Base is a FOUR post design with split center post for ease of build. Center posts are raised slightly to shorten the distance between your coils and the top chimney, results in amazing flavor and vapor production
FOUR deep juice channels total to give you sufficient juice delivery
Total FOUR airflow holes, two gigantic 3mm main airflow holes hits the coils from underneath, two 2mm negative airflow holes to hit the coils from the back
When FOUR airflow holes are open, you are in cloud chasing mode; when two negative airflow holes are blocked off, you are in flavor chasing mode. Two main airflow holes can also be adjustable while the two negative airflow holes are turned off
Adjustable airflow control ring is used for ease of controlling your airflow
Negative Posts are milled to the deck for rigidity and maximum conductivity
Adjustable Copper 510 connection to ensure perfect fit on most mods and to increase conductivity
Beautiful SilverPlay Logo is engraved on the bottom ring
Signature Project Sub-Ohm Logo is engraved on the barrel of the RTA
Precisely Engraved with sophisticated Roman Numeral as the serial number to give you that extreme personal touch!
Comes with signature Project Sub-Ohm Packaging.
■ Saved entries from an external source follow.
PR #649, opened 2019-06-12
Build the samples on the CI services

bryanwweber:
- Using the macOS clang compiler distributed by Apple requires different compiler options
- Explicitly include `Func1.h` in `zerodim.h`, it had been previously implicitly included but was inadvertently removed in #632 
- Change CMakeLists.txt to use OpenMP *and* Accelerate in the samples on macOS
- Build the samples on the CI services using scons

### DIFF
--- a/samples/cxx/openmp_ignition/openmp_ignition.cpp
+++ b/samples/cxx/openmp_ignition/openmp_ignition.cpp
@@ -34,10 +34,10 @@ void run()
     }
 
     // Points at which to compute ignition delay time
-    size_t nPoints = 50;
+    int nPoints = 50;
     vector_fp T0(nPoints);
     vector_fp ignition_time(nPoints);
-    for (size_t i = 0; i < nPoints; i++) {
+    for (int i = 0; i < nPoints; i++) {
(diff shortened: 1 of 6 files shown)


bryanwweber:
I guess this supersedes #647. Whoops!

samples/cxx/openmp_ignition/openmp_ignition.cpp
```diff
@@ -51,7 +51,7 @@ void run()
     // thread in cases where the workload is biased, e.g. calculations for low
     // T0 take longer than calculations for high T0.
     #pragma omp parallel for schedule(static, 1)
-    for (size_t i = 0; i < nPoints; i++) {
+    for (int i = 0; i < nPoints; i++) {
```
speth, line 54: Needing to change this to a signed type is unfortunate. In this case, `nPoints` should also be changed to an `int`, as well other variables which are compared to `nPoints` (i.e. the loop index in the preceding loop) to avoid compiler warnings about "comparison between signed and unsigned integer expressions".

speth (approved):
Looks good. Feel free to merge after making the one suggested change.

Elegant and Presentable!
100% Designed, Engineered, Developed in the USA solely by Project Sub-Ohm.
*
Build and Tank usage:*
Once I had given the tank a good clean I then decided to see what would be the best build for it. I then realised that the deck of the tank is very similar to that of a Goblin only that there is more space so that it would be possible to use 24G kanthal. I wanted to test the same build that i had on my Goblin so i could make a better comparison so i decided to use the following build:

26G Dual 8 wrapps on a 2mm ID

Once i had completed the build and wicked the coils the same as you would wick a Goblin i then put the tank back together and noticed that the chimney is bigger than the Goblins.




*Vape Quality*
The first thing you notice when you vape on this tank is the massive clouds and great flavour! I do feel that the flavour is about 10% less than the Goblin though. The one thing that really impressed me was the air configuration and also how nice this tank was to vape on!

*Kayfun, Orchid and Russian accessory compatibility*
This was one of the main reasons i wanted this tank as i have lots of old Kayfun and Russian tanks and parts and thought it would be cool to interchange the tank and make it look as well as vape different.

I proceeded to change the following on the SilverPlay over the last few days:

Added the Orchid Pyrex tank and smaller Kayfun chimney
Added the Kayfun and Russian Pyrex and Glass tanks and chimneys
Added a Kayfun Glass Bellcap tank and smaller chimney
After i had made the above configuration changes to the tank i can confirm that the flavour is alot better and also i feel the tank also looks better!




​


















*Summary*
A Great tank which until know i feel is the only new product that can rival the mighty Goblin! With all the cool interchangeable features and configurations and that you can use 24G i feel that this tank is a better buy! Also for the price of 40$ its an attractive deal and hope to see this for sale soon in SA as i would like to by a second one!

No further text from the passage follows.